The vLLM real-world lab models mixed production traffic instead of a single throughput number. The Agent Foundry generated the request mixes, ran the scheduler and routing profiles, captured build outcomes, and emitted the evidence used for the charts below. The lab covers six request classes: interactive chat, RAG with repeated prefixes, long-prefill requests, agent tool loops, batch summarization, and slow streaming clients.
The adapter matrix compares vLLM V1, SGLang, llama.cpp, and TGI through the same OpenAI-compatible contract. The serving sweep covers the profiles operators actually tune: one balanced pool, a large-token pool, a small interactive pool, prefix-cache routing, slow-client isolation, and class-aware routing.
Main result: one global vLLM pool is a poor default for mixed traffic. The best profile was vllm-v1/class-aware-router, which gave the strongest combined tradeoff across first-token latency, token cadence, slow-reader isolation, and useful throughput.
The practical advice is to split lanes before changing kernels. Keep interactive traffic on a smaller max_num_batched_tokens budget with moderate max_num_seqs, then move long-context and batch work to a separate pool with a larger token budget.
Chunked prefill needs the same treatment. Keep max_long_partial_prefills below max_num_partial_prefills so short prompts can still enter the scheduler while long prompts are being processed. Treat token budget, sequence count, partial-prefill limits, and stream interval as workload controls.
The scale run made the routing result clearer. The single shared pool failed the TTFT/ITL gate under the larger workload, while class-aware routing accepted nearly all requests. Prefix-cache-only and slow-client-only profiles helped their own lanes, but neither worked as a whole-system strategy.
The source-build run added useful deployment checks. Debian needed a larger rootfs and then hit a GCC version gate. Fedora 44 with GCC 16, Python 3.14, VLLM_TARGET_DEVICE=cpu, MAX_JOBS=4, and numactl-devel built the extension modules successfully. The build also surfaced a deployment note worth keeping: install tcmalloc for better runtime performance.

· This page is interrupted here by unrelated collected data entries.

PR #122, opened 2020-09-07
General cleanup

SebastianMestre:
I started doing some general cleanup and refactoring, and ended up making match_identifiers return an error report object. talk about scope creep, huh.

`typecheck` should also return an ErrorReport. So I do it in this pr, or do I leave it for later?

### DIFF
--- a/src/ast.hpp
+++ b/src/ast.hpp
@@ -103,6 +103,14 @@ struct FunctionLiteral : public AST {
 	    : AST {ast_type::FunctionLiteral} {}
 };
 
+struct ShortFunctionLiteral : public AST {
+	std::unique_ptr<AST> m_body;
+	std::vector<std::unique_ptr<AST>> m_args;
+
+	ShortFunctionLiteral()
+	    : AST {ast_type::ShortFunctionLiteral} {}
+};
+
 struct DeclarationList : public AST {
 	std::vector<std::unique_ptr<AST>> m_declarations;
 
--- a/src/match_identifiers.cpp
+++ b/src/match_identifiers.cpp
@@ -4,25 +4,37 @@
 #include <unordered_map>
 
 #include "compile_time_environment.hpp"
+#include "error_report.hpp"
 #include "typed_ast.hpp"
 
 #include <cassert>
 
 namespace TypeChecker {
 
-void match_identifiers(
+#define CHECK_AND_RETURN(expr)                                                 \
+	{                                                                          \
+		auto err = expr;                                                       \
+		if (!err.ok())                                                         \
+			return err;                                                        \
+	}
+
+[[nodiscard]] ErrorReport match_identifiers(
     TypedAST::Declaration* ast, Frontend::CompileTimeEnvironment& env) {
 
 	ast->m_surrounding_function = env.current_function();
 	env.declare(ast->identifier_text(), ast);
 
 	if (ast->m_value)
-		match_identifiers(ast->m_value.get(), env);
+		CHECK_AND_RETURN(match_identifiers(ast->m_value.get(), env));
+
+	return {};
 }
 
-void match_identifiers(TypedAST::Identifier* ast, Frontend::CompileTimeEnvironment& env) {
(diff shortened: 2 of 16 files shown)


lushoBarlett:
I mean... You already did it for match so... yeah do it. It's not a particularly complicated thing to do. It's just wrapping a return value into a type with a string in it, which we would have to do anyway at some point.

src/ast.hpp
```diff
@@ -103,6 +103,14 @@ struct FunctionLiteral : public AST {
...
 };
 
+struct ShortFunctionLiteral : public AST {
+	std::unique_ptr<AST> m_body;
+	std::vector<std::unique_ptr<AST>> m_args;
+
+	ShortFunctionLiteral()
+	    : AST {ast_type::ShortFunctionLiteral} {}
+};
+
```
lushoBarlett, line 113: What is the benefit of this?

src/match_identifiers.cpp
```diff
@@ -4,25 +4,37 @@
...
 
-void match_identifiers(
+#define CHECK_AND_RETURN(expr)                                                 \
+	{                                                                          \
+		auto err = expr;                                                       \
+		if (!err.ok())                                                         \
+			return err;                                                        \
+	}
+
+[[nodiscard]] ErrorReport match_identifiers(
```
lushoBarlett, line 21: `[[nodiscard]]` is a C++17 attribute. Although very useful, using it would mean that we should be discarding our home made `string_view.xpp`, because its main purpose was to lower us to C++14. We should decide on that.

src/match_identifiers.cpp
```diff
@@ -96,50 +112,69 @@ void match_identifiers(
 	// scan body
 	assert(ast->m_body->type() == ast_type::Block);
 	auto body = static_cast<TypedAST::Block*>(ast->m_body.get());
-	for (auto& child : body->m_body)
-		match_identifiers(child.get(), env);
+	for (auto& child : body->m_body) {
+		CHECK_AND_RETURN(match_identifiers(child.get(), env));
+	}
```
lushoBarlett, line 118: Nit: the for loop braces here are not consistent with other for loops in the diff

lushoBarlett (commented):
One suggestion for cleanup that I would like for you to check out, if possible, is the `Writer` struct in `parser.hpp` (I think).

src/ast.hpp
SebastianMestre: Less ad-hoc code in the parser, it would be helpful in writing tools, like a code formatter.

src/match_identifiers.cpp
SebastianMestre: Not really. attributes are ignored by compilers that don't understand them. And some may provide the feature, even when compiling with older standards.

SebastianMestre:
> I mean... You already did it for match so... yeah do it. It's not a particularly complicated thing to do. It's just wrapping a return value into a type with a string in it, which we would have to do anyway at some point.

Well, one would actually have to splice this thing into TypeSystemCore, and TypeChecker, because that's where errors come from.

But since some of those functions actually return things, instead, one should return something like a `Writer`

src/match_identifiers.cpp
lushoBarlett: I did not know that, huh

src/ast.hpp
lushoBarlett: Fair enough

lushoBarlett:
> But since some of those functions actually return things, instead, one should return something like a Writer, which is a bit more involved

If you want to do it, I'm not against it being in this pr, but it's up to you.

SebastianMestre:
> > But since some of those functions actually return things, instead, one should return something like a Writer, which is a bit more involved
> 
> If you want to do it, I'm not against it being in this pr, but it's up to you.

I'm gonna leave it here for now, this pr is big enough

lushoBarlett (approved):
Overall nice and needed changes

PR #125, opened 2020-09-08
Tc core simplification

SebastianMestre:
It turns out, type vars don't have any data to them, so we don't really need to put them in a whole new array, we can just use the `data_id` in `MonoData` as the var index.

This is a lot simpler, and more efficient.

PS: I also added or touched up some comments

### DIFF
--- a/src/typesystem.hpp
+++ b/src/typesystem.hpp
@@ -23,7 +23,7 @@ enum class mono_type { Var, Term };
 // A monotype is a reference to a concrete type. It can be a
 // variable or a term.
 // We express this variant using an enum, and an index that points
-// to the where the data is in the correct TypeSystemCore vector.
+// to where the data is in the correct TypeSystemCore vector.
 //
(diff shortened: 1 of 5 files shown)


src/typesystem.hpp
```diff
@@ -20,14 +20,17 @@ struct TypeFunctionData {
...
-// or a term.
+// A monotype is a reference to a concrete type. It can be a
+// variable or a term.
 // We express this variant using an enum, and an index that points
-// to the where the concrete data is in the correct TypeSystemCore
-// vector.
-// If type is mono_type::Var, then the data is stored in
-// TypeSystemCore::var_data. And if it is mono_type::term, the data
-// is stored in TypeSystemCore::term_data.
+// to the where the data is in the correct TypeSystemCore vector.
```
lushoBarlett, line 26: typo

lushoBarlett (approved):
I don't believe this conflicts with our ability to conveniently store type metadata later, so this is nice.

The hybrid KV lab covers the PagedAttention rewrite path. It keeps vLLM's block ownership, prefix sharing, refcounts, partial blocks, eviction, and copy-on-write semantics, then exposes compact logical spans to future kernels instead of a long per-token block table.
The correctness oracle compares each layout against a plain reference across odd lengths, MQA/GQA, ALiBI, sliding windows, prefix reuse, copy-on-write, partial final blocks, and FP8-style scaling. The first run passed 30/30 cases and ranked virtual-contiguous and hybrid-prefix-shared as the first layouts to profile on hardware.